Мы образовали свой тесный кружок, поскольку не могли — наше духовное призвание не позволяло — беспечно объединяться с «мирянами» в их гетеросексуальных радостях. Что до интеллектуалов среди них, то все они были коммунистами и откровенно издевались над нами. Обычно мы встречались в студенческом кабачке «La Grenouille Farsie»
[48]
, как кучка воронов, за кружкой пива или стаканом дешевого вина.
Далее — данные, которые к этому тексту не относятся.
PR #2366, opened 2020-10-20
prevent snapshot while onroad

### LINKED ISSUE #2364: Snapshot request when onroad causes openpilot to go offroad
**Describe the bug**

Requesting a snapshot while on onroad causes openpilot to go temporarily offroad. I see the offroad snapshot alert and then eventually dash errors (a bit of delay on Honda Bosch). Onroad does come back after the snapshot sequence finishes.

Note: It looks like the process check in snapshot.py is returning an empty array/list when onroad. Is something killing camerad?

1. Go onroad.
2. Request a snapshot via the API.
3. Device will go offroad and show the snapshot alert. CAN sending appears to stop during the sequence.
4. The snapshots intermittently make it back through via the API. Other times, they don't.

**Expected behavior**

Nothing. Return None and don't pull snapshots when onroad.

 - Device: comma two
 - Dongle ID: 95e637a323d6e9fc
 - Routes: These are consecutive. My house requests snapshots every 5 minutes or so, hence the timed nature. 2020-10-19--17-39-48, 2020-10-19--17-43-06, 2020-10-19--17-48-07
 - Timestamp: N/A
 - Version: master-ci 29a96263ea27c7998753a234bcd8c10261ec7fef (10/19/2020)
 - Car make/model: 2017 Civic Hatchback

adeebshihadeh:
fixes #2364

### DIFF
--- a/selfdrive/camerad/snapshot/snapshot.py
+++ b/selfdrive/camerad/snapshot/snapshot.py
@@ -19,7 +19,7 @@ def snapshot():
   params = Params()
   front_camera_allowed = int(params.get("RecordFront"))
 
-  if params.get("IsTakingSnapshot") == b"1":
+  if params.get("IsOffroad") is not None or params.get("IsTakingSnapshot") == b"1":
     return None
 
   params.put("IsTakingSnapshot", "1")
--- a/selfdrive/camerad/snapshot/snapshot.py
+++ b/selfdrive/camerad/snapshot/snapshot.py
@@ -19,7 +19,7 @@ def snapshot():
   params = Params()
   front_camera_allowed = int(params.get("RecordFront"))
 
-  if params.get("IsOffroad") is not None or params.get("IsTakingSnapshot") == b"1":
+  if params.get("IsOffroad") != b"1" or params.get("IsTakingSnapshot") == b"1":
     return None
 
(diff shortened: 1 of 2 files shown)


csouers:
The issue still occurs with this branch. It's as if the `ps | grep camerad` is returning as if camerad is not running.

selfdrive/camerad/snapshot/snapshot.py
```diff
@@ -19,7 +19,7 @@ def snapshot():
   params = Params()
   front_camera_allowed = int(params.get("RecordFront"))
 
-  if params.get("IsTakingSnapshot") == b"1":
+  if params.get("IsOffroad") is not None or params.get("IsTakingSnapshot") == b"1":
```
csouers, line 22: With a change to `  if params.get("IsOffroad") is None or params.get("IsTakingSnapshot") == b"1":
`, this works as expected

adeebshihadeh: oops, should be fixed now

csouers: Tested fine. Thank you!

csouers:
Testing fine now. Thanks!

Кастиньяк, мой давний товарищ по духовной семинарии, слушавший курс политической философии, тоже входил в наш круг, как и Бастьен — с ним мы впервые встретились в сиротском приюте в Орлеане, куда, после совещания тети Луизы с ее священником, отправил меня отец, прежде чем безвозвратно кануть в Сен-Понсе. (Впрочем, Бастьен не учился — он работал в бесплатной столовой для бедных, устроенной под навесом на узкой грязной улочке, поблизости от нашего кабачка.) Мы с Тумбли составляли ядро компании, остальные появлялись время от времени, только чтобы не пропадать из нашего поля зрения.
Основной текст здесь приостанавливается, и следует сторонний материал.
PR #2367, opened 2020-10-20
Refactor LoggerState, use ZSTD for compression

deanlee:
Combine https://github.com/commaai/openpilot/pull/1098  https://github.com/commaai/openpilot/pull/1951 into one.

- [ ] C++ LoggerState
  - [x] use shared_ptr instead of handles array
  - [x] use ZSTD for compression
- [ ] test routine for LoggerState


adeebshihadeh:
We've thought about moving to zstd, but it's not something we're prepared to spend time on for the work that needs to be done outside of openpilot. However, we're thinking of offloading the compression to the DSP if you want to look into that.

PR #2370, opened 2020-10-20
Fix UI typo

ghost:


pd0wm:
Kept the same as current offroad: https://github.com/commaai/openpilot-apks/blob/master/offroad/js/components/Settings/Settings.js#L338

PR #2374, opened 2020-10-20
improve tici cameras timing

ZwX1616:
some say cici is better


ZwX1616:
this was a mess. opening a new alt one

PR #2379, opened 2020-10-21
openpilot v0.7.10 release

adeebshihadeh:
```
Version 0.7.10 (2020-10-26)
========================
 * NEOS update: update to Python 3.8.2 and lower CPU frequency
 * Improved thermals due to reduced CPU frequency
 * Update SNPE to 1.41.0
 * Reduced offroad power consumption
 * Various system stability improvements
 * Acura RDX 2020 support thanks to csouers!
```


README.md
```diff
@@ -309,7 +310,7 @@ Directory Structure
     ├── phonelibs           # Libraries used on NEOS devices
     ├── pyextra             # Libraries used on NEOS devices
     └── selfdrive           # Code needed to drive the car
-        ├── assets          # Fonts, images, and sounds for UI
```
geohot, line 312: lol where'd the comma go? (no need to actually change this)

geohot:
This code is getting a ton better. Gave it a quick read through, there's a huge diff in visiond that's hard to read

selfdrive/thermald/thermald.py
```diff
@@ -403,8 +377,10 @@ def thermald_thread():
         started_seen = True
         os.system('echo performance > /sys/class/devfreq/soc:qcom,cpubw/governor')
     else:
+      if startup_conditions["ignition"] and (startup_conditions != startup_conditions_prev):
+        cloudlog.event("Startup blocked", startup_conditions=startup_conditions)
       if should_start_prev or (count == 0):
-        put_nonblocking("IsOffroad", "1")
+        params.put("IsOffroad", "1")
```
geohot, line 383: Are you sure this is okay to do nonblocking? I agree it's offroad, but params.put has been the source of so many issues. (perhaps nonblocking should be the default in later versions)

ZwX1616:
> This code is getting a ton better. Gave it a quick read through, there's a huge diff in visiond that's hard to read

basically it's just less duplicate code and a lot less ifdefs in main.

selfdrive/thermald/thermald.py
adeebshihadeh: It shouldn't be a problem since it's only done once on the onroad -> offroad transition. It's done to prevent an unlikely race condition with things like snapshot, which could start a second camerad.

PR #2407, opened 2020-10-25
Hyundai Veloster fingerprint

CruiseBrantley:
**Description** At times the Veloster is not detected on Comma Two boot, which requires power cycle of the Comma Two until it works. I believe the issue is that the carFw is detecting transmission differently each time mock is shown in user admin, so I've added the alternate fw detected there to the array.
Also noticed that Veloster was not included with 384 STEER_MAX, I have tested this extensively and never had an issue.

**Verification** Have tested a few starts since and the issue has not occurred again. 384 STEER_MAX has also never caused an issue for my vehicle with months of testing.

**Route**
Route: d624b3d19adce635


xps-genesis:
good catch, probably my fork only looked at mdps fw this issue was not present. hope this will put Veloster into good position to use stock 👍

adeebshihadeh:
Removed the increased torque limit for now. We'll write a script to verify the increased torque range is usable, and you'll just have to give us a route.

PR #20259, opened 2021-03-06
cameras_qcom: use macros for actuator moving dir

deanlee:


selfdrive/camerad/cameras/camera_qcom.cc
```diff
@@ -855,8 +855,7 @@ static void road_camera_start(CameraState *s) {
   s->cur_lens_pos = 0;
   s->cur_step_pos = inf_step;
 
-  actuator_move(s, s->cur_lens_pos);
-
+  actuator_move(s, 0);
```
pd0wm, line 858: Why change this?

deanlee: better not to change.reverted.

PR #20268, opened 2021-03-07
Honda Clarity Port

vanillagorillaa:
PR for Honda Clarity. Still a work in progress and requires a proxy panda (not sure if we want to upstream this, so put in community supported for now), and also needs a modified Nidec harness (Clarity sends on the additional FCAN, not the same FCAN that the rest of the Nidec Hondas send messages on).

TODOs:

- [x] test route added to test_car_models 
- [x] Route with openpilot
- [ ] Route with stock system
- [ ] Figure out braking (clarity has regen braking, figure out the hand off between that and friction brakes)


vanillagorillaa:
Due to requiring panda safety changes ("computer_brake" is located in different bytes of the x:1fa message and is not supported with out changing the checks in safety_honda) I will be closing this pull request.

gregjhogan:
For other Honda vehicles we use the safety mode param to differentiate the brake messages for bosch hardware, so maybe a new safety mode param value would work. I also have a PR for dynamic rx check list (controlled by safety mode param) if that is needed.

Мы из кожи вон лезли, соревнуясь в остроумии с «мирскими» столами, бравируя антиклерикализмом. Особенно отличался Кастиньяк, его шутки для своих, — у него был неистощимый запас, — вызывали взрывы хохота, разносившегося по всему залу. (Только священнику позволительно издеваться над Церковью!) Единственным, кто в ответ мог выжать разве что вымученную улыбку, был Тумбли — и вовсе не потому, что плохо знал язык (несмотря на акцент, он уже тогда владел французским свободно). Нет, ему тоже хотелось соответствовать и компании, и разговорам, добавляющим житейского опыта, но, кажется, вместо того чтобы веселиться, он собирал компромат.
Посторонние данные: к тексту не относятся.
PR #20271, opened 2021-03-08
VW MQB: UDS fingerprinting support

jyoung8607:
**Prep for Volkswagen MQB FPv2**

This is the least obnoxious way I can make FPv2 work for us. Feedback welcome. It depends on commaai/panda#631 for the UDS library to accept query responses at different offsets. Will update the commit reference when it's available.

* Add support for different response offsets per-query-type
* Add two Volkswagen-specific queries (one at normal offset for engine and trans, another for the rest)
* ~~Sort all CAR references alphabetically (there's going to be a whole lot of them soon)~~
* ~~Refactor brands to widely-known abbreviations AU/SE/SK/VW (Audi, SEAT, Škoda, Volkswagen)~~
* ~~Add generation with widely-known Mk references (e.g. Golf Mk7, because Mk6 and Mk5 and hopefully Mk8 coming soon)~~
* Actually provide per-model mass and wheelbase for the first time ever YAY

**Verification**

Several minutes of testing on a single car in a private branch. Test driven as a standalone change to upstream master.

**Route**

2018 Volkswagen Golf R: cae14e88932eb364|2021-03-07--20-43-08


adeebshihadeh:
Merged the panda PR and bumped on master.

adeebshihadeh:
Let's keep this to just the fingerprinting. We can do a big car dump once this is in.

jyoung8607:
I can withdraw the Atlas and Tiguan if you like, but I was stopping here anyway, after adding enough to test and illustrate what it will look like. The Golf R and Tiguan are both in my own driveway. The Atlas used to be in my driveway (turned in off of lease) but I have archived diagnostic data sufficient to teach openpilot what it looked like. The BIG car dump comes later. 👍

adeebshihadeh:
I'd prefer a minimal PR to bring FP 2.0 to VW. The Golf and our A3 should be enough to see what this looks like.

selfdrive/car/volkswagen/values.py
```diff
@@ -46,19 +48,51 @@ class CANBUS:
 }
 
 class CAR:
-  GOLF = "VOLKSWAGEN GOLF"
-  AUDI_A3 = "AUDI A3"
+  AU_A3_MK3 = "AUDI A3 3RD GEN"
+  VW_GOLF_MK7 = "VOLKSWAGEN GOLF 7TH GEN"
```
adeebshihadeh, line 52: let's revert the changes here. we can come up with a convention in another PR

selfdrive/car/volkswagen/values.py
```diff
@@ -46,19 +48,51 @@ class CANBUS:
...
+
+MQB_CARS = {
+  CAR.AU_A3_MK3,             # Chassis 8V, 2013-2019, includes A3, A3 e-tron, A3 g-tron, S3, RS3
+  CAR.VW_GOLF_MK7            # Chassis AU, 2013-2020, includes Golf, Alltrack, Sportwagen, GTI, GTI TCR, GTE, GTD, Clubsport, Golf R, e-Golf
+}
 
 FINGERPRINTS = {
-  CAR.GOLF: [{
-    64: 8, 134: 8, 159: 8, 173: 8, 178: 8, 253: 8, 257: 8, 260: 8, 262: 8, 264: 8, 278: 8, 279: 8, 283: 8, 286: 8, 288: 8, 289: 8, 290: 8, 294: 8, 299: 8, 302: 8, 346: 8, 385: 8, 418: 8, 427: 8, 668: 8, 679: 8, 681: 8, 695: 8, 779: 8, 780: 8, 783: 8, 792: 8, 795: 8, 804: 8, 806: 8, 807: 8, 808: 8, 809: 8, 870: 8, 896: 8, 897: 8, 898: 8, 901: 8, 917: 8, 919: 8, 927: 8, 949: 8, 958: 8, 960: 4, 981: 8, 987: 8, 988: 8, 991: 8, 997: 8, 1000: 8, 1019: 8, 1120: 8, 1122: 8, 1123: 8, 1124: 8, 1153: 8, 1162: 8, 1175: 8, 1312: 8, 1385: 8, 1413: 8, 1440: 5, 1514: 8, 1515: 8, 1520: 8, 1529: 8, 1600: 8, 1601: 8, 1603: 8, 1605: 8, 1624: 8, 1626: 8, 1629: 8, 1631: 8, 1646: 8, 1648: 8, 1712: 6, 1714: 8, 1716: 8, 1717: 8, 1719: 8, 1720: 8, 1721: 8
+  CAR.AU_A3_MK3: [{
```
adeebshihadeh, line 60: revert these fingerprint additions too

selfdrive/car/volkswagen/values.py
```diff
@@ -46,19 +48,51 @@ class CANBUS:
 }
 
 class CAR:
-  GOLF = "VOLKSWAGEN GOLF"
-  AUDI_A3 = "AUDI A3"
+  AU_A3_MK3 = "AUDI A3 3RD GEN"
+  VW_GOLF_MK7 = "VOLKSWAGEN GOLF 7TH GEN"
+
+MQB_CARS = {
```
adeebshihadeh, line 54: same as above

jyoung8607:
Comments still welcome on the overall structure/approach, but don't merge yet. I'm still working on some fine-tuning of the exact queries we're running, and working out some inconsistencies in what we're getting back from the engine ECU in some cars.

I'm going to drop ABS/ESP from the fingerprint list for now. A subset of VW ABS/ESP controllers are initially replying with 0x78: 'request correctly received - response pending' and then sending what we need, and I'm not sure we can properly handle both variants from openpilot's parallel stateless UDS query code. We never send commands directly to the ABS/ESP controller, only to the drivetrain coordinator (TSK) in the engine ECU, and the ECU will already throw a fit if it doesn't like something about the ESP.

jyoung8607:
Tracked down a PEBCAK issue that was stopping multi-query from working for me, so I've added that to my implementation. We're now grabbing everything I desired for both strong vehicle/component identification and strong version validation:

- VEHICLE_MANUFACTURER_SPARE_PART_NUMBER returns the controller's "software part number", what feature/functionality it's been flashed with. Can be shared between vehicles. Sometimes (but not always) changes with software upgrades.
- VEHICLE_MANUFACTURER_ECU_SOFTWARE_VERSION_NUMBER returns something like a build number or subversion. Has absolutely nothing to do with what vehicle it's installed in. If VMSPN doesn't change after a software update, this one will.
- APPLICATION_DATA_IDENTIFICATION returns something that seems to identify the per-vehicle-model parameterization data block that gets uploaded to some types of modules, tweaking that control module to work for a certain model.

The SRS multi-ID ought to do a very good job of discriminating between vehicle models, especially when combined with the EPS multi-ID where I can now detect the per-vehicle parameterization for EPS power assist curves, which lets me tell apart a Golf vs e-Golf vs Golf R, etc for future tuning purposes.

Testing still underway but I'm pretty happy with this set of data.

gregjhogan:
> I'm going to drop ABS/ESP from the fingerprint list for now. A subset of VW ABS/ESP controllers are initially replying with 0x78: 'request correctly received - response pending' and then sending what we need, and I'm not sure we can properly handle both variants from openpilot's parallel stateless UDS query code. We never send commands directly to the ABS/ESP controller, only to the drivetrain coordinator (TSK) in the engine ECU, and the ECU will already throw a fit if it doesn't like something about the ESP.

Seems like ignoring messages with that negative response code is easy (no response is needed)?  It would be a good universal improvement, but perhaps should be a separate PR.
https://github.com/commaai/panda/blob/3bb0408ee62a983d54f9eab78c13cc1ee54703f4/python/uds.py#L545-L549

jyoung8607:
> Seems like ignoring messages with that negative response code is easy (no response is needed)? It would be a good universal improvement, but perhaps should be a separate PR.

Turns out that may be PEBCAK as well, since with multi-query I'm now seeing that from several modules and it's working fine. I will try to take another look at why ABS/ESP is giving us intermittent heartache, but I don't think it's that important to add back.

jyoung8607:
This FPv2 multi-query checks on a 2018 A3 e-tron Sportback: https://github.com/Ambroos/openpilot/commit/286b06bcb739c62fd12be59334a88a98a19774b5. Waiting for feedback from a couple other users, and I will try our Tiguan tonight or possibly tomorrow. Feedback welcome from Comma's A3.

jyoung8607:
Still having a heck of a time figuring out the right way to de-conflict the engine 0x7e0 and transmission 0x7e1, such that I consistently get the multi-query data want without possibly breaking other cars. Alternatives:
* Just remove engine and transmission from the VW FPv2 constellation (I see this for a few Hyundais)
* Try to find something super VW proprietary that Hyundai won't respond to, and put VW above them
* Only look for VW candidates if VIN matches ^((WVW)|(1V2)|(TMB)|(3VW)|(WAU)|(WVG)|(LFV)).{14}$
* ... ?

gregjhogan:
another option may be to send tester present (0x3E) to all addrs (no sub-addrs) first, then by process of elimination from the set of addrs that respond (even if you get error responses) I bet you will always land on a single make, then only re-query the addrs that responded for that specific make (or all makes if non matched)

jyoung8607:
I think I've figured out the last of our issues, partially an ID10T error when switching branches on my device 800 times this week, partially slow wake-up on the e-Golf fwdCamera.

After sleeping on it, I've realized if we later run into query order issues, all we have to do is run my snowflake 0x6A offset queries first, which probably won't evoke a response from any other cars, and will winnow down the candidate list nicely.

jyoung8607:
FYI, examples of what we're picking up so far: https://github.com/jyoung8607/openpilot/blob/0302a8c8b370114e2bd59e4433037d91662378b6/selfdrive/car/volkswagen/values.py#L73-L149

jyoung8607:
I've trimmed the fwdCamera data and its support code from this PR. fwdCamera is optional for VW, it's slow to respond on several cars we've tested, and we get the SW/API info we need from the steering rack.

I have two owners that are consistently having wakeup issues: they can FP fine if OP boots up after the car, but it misses if OP is running and tries to FP immediately at startup. I'm still working with the owners of those vehicles to see what's unique about their car or their hardware. We may end up needing a timer or retry tweak later, but I don't think it's an obstacle to upstreaming the rest of the work.

Aside from that, I'm confident in the dataset we're collecting here. We already have samples from 20 vehicles across 4 brands (VW, Audi, SEAT, Skoda) and 8 openpilot CARs representing 12 submodels. Once this passes review I can have the test users collect drive data for process_replay and start opening PRs.

https://github.com/jyoung8607/openpilot/blob/mqb-fpv2-temp/selfdrive/car/volkswagen/values.py

selfdrive/car/volkswagen/values.py
```diff
@@ -62,6 +68,43 @@ class CAR:
   }],
 }
 
+FW_VERSIONS = {
+  CAR.AUDI_A3: {
+    (Ecu.engine, 0x7e0, None): [
+      b'\xf1\x875G0906259L \xf1\x890002',  # 2017 Audi A3 Prestige (CNTC)
```
adeebshihadeh, line 74: remove all the comments for specific FW versions

selfdrive/car/volkswagen/values.py
```diff
@@ -53,6 +54,11 @@ class CAR:
   GOLF = "VOLKSWAGEN GOLF"
   AUDI_A3 = "AUDI A3"
 
+MQB_CARS = {
+  CAR.GOLF,                 # Chassis AU, 2013-2020, includes Golf, Alltrack, Sportwagen, GTI, GTI TCR, GTE, GTD, Clubsport, Golf R, e-Golf
```
adeebshihadeh, line 58: let's remove this list for the time being. I could easily see a not-obvious bug where we merge a car port that forgets to put the new car in the list and ends up with no car params set

selfdrive/car/isotp_parallel_query.py
```diff
@@ -7,9 +7,13 @@
 from selfdrive.boardd.boardd import can_list_to_can_capnp
 from panda.python.uds import CanClient, IsoTpMessage, FUNCTIONAL_ADDRS, get_rx_addr_for_tx_addr
 
+class RX_OFFSET:
```
adeebshihadeh, line 10: just make a variable called `DEFAULT_RX_OFFSET` in fw_versions.py and hardcode the VW offset, don't want to have make-specific stuff here

selfdrive/car/volkswagen/interface.py
```diff
@@ -25,7 +25,7 @@ def get_params(candidate, fingerprint=gen_empty_fingerprint(), car_fw=None):
     # VW port is a community feature, since we don't own one to test
     ret.communityFeature = True
 
-    if candidate in [CAR.GOLF, CAR.AUDI_A3]:
+    if candidate in MQB_CARS:
```
adeebshihadeh, line 28: remove this if, same comment as above

selfdrive/car/volkswagen/values.py
jyoung8607: Done

selfdrive/car/isotp_parallel_query.py
jyoung8607: Done

selfdrive/car/volkswagen/values.py
jyoung8607: I request that we keep it.

The `candidate in MQB_CARS` block in interface.py is designed to collect all the MQB-specific work together, and allow the same for the PQ-specific work. It may be a long time (or never) before Comma accepts that work upstream. However, the task of maintaining a PQ development fork will involve a much larger diff with much more frequent merge conflicts if this part isn't included now.

TL;DR: Please don't make my job harder. :)

Since you requested process_replay drives for every make/model (and we intend to provide them) I think that would suffice for now. Beyond that, I think every other car port already lets get_params() run off the end with no data if there's no match. Robustly dealing with that is a laudable goal but this PR isn't really the vehicle to make it happen.

selfdrive/car/volkswagen/interface.py
jyoung8607: Same comment as above: I request that we keep it in.

selfdrive/car/volkswagen/values.py
adeebshihadeh: we need routes for test car models, but process replay wouldn't catch that anyway. process replay assumes that you start in a known, good state.

I understand wanting to minimize the diff. I propose we use simply use one list (PQ_CARS, MQB gets privileges for being first). See honda for precedent on this: https://github.com/commaai/openpilot/blob/master/selfdrive/car/honda/values.py#L1160.

adeebshihadeh: I think one list is preferably anyway. We'll run into the same thing where we have to make sure each car is in exactly one of the lists.

jyoung8607: I'm not sure that proposal advances either of our goals.

Your stated concern is "_a not-obvious bug where we merge a car port that forgets to put the new car in the list and ends up with no car params set_". The proposal makes the penalty for "forgetting" into a _wrong_ carParams situation rather than _no_ carParams, which is a large backward step in obviousness and safety.

My equivalent of the [Honda Bosch conditional section of interface.py](https://github.com/commaai/openpilot/blob/d72855ecb8749ca994af4f1b5cf1b575c068e88e/selfdrive/car/honda/interface.py#L127-L136) would be considerably longer (for trans type and network location detection) and would be a 100% diff just due to indentation, unless you let me hang it all behind an `if True:` or something until a later possible merge of PQ support.

Your point about making sure each CAR is on exactly one list is well-taken, but `test_car_interfaces.py` could be augmented to perform that check.

adeebshihadeh: I'm fine with an `if True:` for the time being. I'd just really like to avoid dead code in the hopes of one day upstreaming something which isn't in a very upstreamable state.

jyoung8607: Fair enough, I'll make the changes shortly. Thanks for the accommodation.

jyoung8607: Done. And yes, I'd like to retain the comments for what fits into each CAR/chassis type. Otherwise, people adding new FPv2 data will try to add new CARs for e.g., the dozen variants of VW Golf, which is a bad idea for (wall of text).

В одну из наших сходок в «Лягушке» он стал моим врагом, хоть я и по сей день не понимаю почему. Мы с Бастьеном забавляли компанию рассказами о наших мытарствах в сиротском приюте и о жестокости монахинь. Именно о жестокости, если не сказать — о садизме. Монахини, фанатичные старухи, ненавидели беззащитных детей из-за бесплодной пустоты собственных ущербных жизней. Они немилосердно нас лупили и унижали перед товарищами, не давали пить, чтобы мы не мочились в кровати, одевали как нищих, — в назидание, чтобы мы помнили о страданиях нашего Спасителя. Мы рассказывали об этом, не жалуясь и не приукрашивая, но перебивали друг друга, будто были отставными солдатами Иностранного легиона, которые веселятся, вспоминая муштру под началом особо свирепого сержанта.